To Hatcher’s left, those jeweled twinkles of light flashed and then disappeared. Hatcher looked up. Darkness was creeping across the twilight like a weeping wound.
Hatcher tapped Ivy and stopped. “Now might be a good time to break out those NVDs.”
Ivy nodded. Hatcher took Zorn’s weight and pivoted to look at Woodley, who was a few yards behind. Woodley’s rifle dropped from its sling as he got the message and fit the goggles over his head. He made some adjustments along the sides, staring first at the ground, then the sky, then leveling his gaze at Hatcher.
Something wasn’t right.
“Listen,” Ivy said, pausing, goggles near his face, ready to be slipped over his head gear. “You hear that?”

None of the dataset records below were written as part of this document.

PR #1055, opened 2015-07-03
Hardening/939 leaks

kzangeli:
Fixed a few leaks

### DIFF
--- a/src/lib/common/sem.cpp
+++ b/src/lib/common/sem.cpp
@@ -294,55 +294,86 @@ int transSemGive(const char* who, const char* what)
 static pthread_mutex_t contexts_mutex = PTHREAD_MUTEX_INITIALIZER;
 static std::map<std::string, struct curl_context> contexts;
 
-//Statistics
+// Statistics
 static struct timespec accCCMutexTime = { 0, 0 };
 
 
-int get_curl_context(const std::string& key, struct curl_context *pcc)
+/* ****************************************************************************
+*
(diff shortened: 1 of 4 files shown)


src/lib/common/sem.cpp
```diff
@@ -294,55 +294,86 @@ int transSemGive(const char* who, const char* what)
...
+// Statistics
 static struct timespec accCCMutexTime = { 0, 0 };
 
 
-int get_curl_context(const std::string& key, struct curl_context *pcc)
+/* ****************************************************************************
+*
+* curl_context_cleanup - 
+*/
+void curl_context_cleanup(void)
```
fgalan: I wonder if curl related functions should be under the curl library (appart from the ones about locks management, that are ok in this file).

kzangeli: I also don't like the curl functions in this file.
Strictly sem (the name is sem.cpp ...)
All the curl functions should be in some other file, IMO.
Not really part of this PR though

fgalan: Maybe we should create a tech debt issue about sem.cpp refactoring to put these functions out. In addition, probably a better name for sem.cpp/sem.h is locks.cpp/looks.h (given that not all locks are based on semaphores, some are based on pthread_mutex, if I'm remembering correctly).

I'd create the issue on Monday. If you have the opportunity to do it before, please go ahead.

NTC (in this PR).

fgalan:
LGTM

Woodley shrugged his rifle higher and leaned his head back, scanning the heavens. “I don’t hear anything. Don’t see anything, either.”
“That’s what he means,” Hatcher said. “Everything’s gone quiet.”
Darkness seemed to fall like a blanket. The surrounding jungle became a jumble of strange shadows with shapes suddenly both closer and farther than before. Woodley was still visible, but hard to see. It was gray beyond him, a dark background populated by deep shadows. Something even darker moved. Fast.
“Look out!”
Woodley started to turn, but there was no time to act. Hatcher felt a buffet of air against his face as he raised his weapon, could make out the ink-black shape as it swooped through. The slashing sound of movement whipping through the air, a wet, popping crunch. Something loose bounced off Hatcher’s M4 a split second before a large curve of hair and skin and bone slapped his abdomen. In the dying light, he could make out a nose and eyeless lid as the piece of skull slid like a broken saucer off his boot. By the time he raised his eyes, he couldn’t make out anything else but shades of ebony beneath a slate sky.
Ivy scrambled to take aim. The air swirled and something cut and fanned just feet above them.
“Jesus, Mary and Joseph,” Ivy said. “It’s like, it’s like… Hatcher! You gotta see this thing! Oh my God!”
Hatcher wasn’t sure what the man could be seeing that they hadn’t already got an eyeful of, but he didn’t have time to ponder it. He could make out Woodley’s NVDs on the ground in front of him from the glow and picked them up. A dull, greenish light shone in the view side of the lens. He pulled them over his head, groping the sides with his fingers and fiddling with the sliding controls until the area around him seemed in focus. These were high quality. Not the best he’d ever tried, but good enough.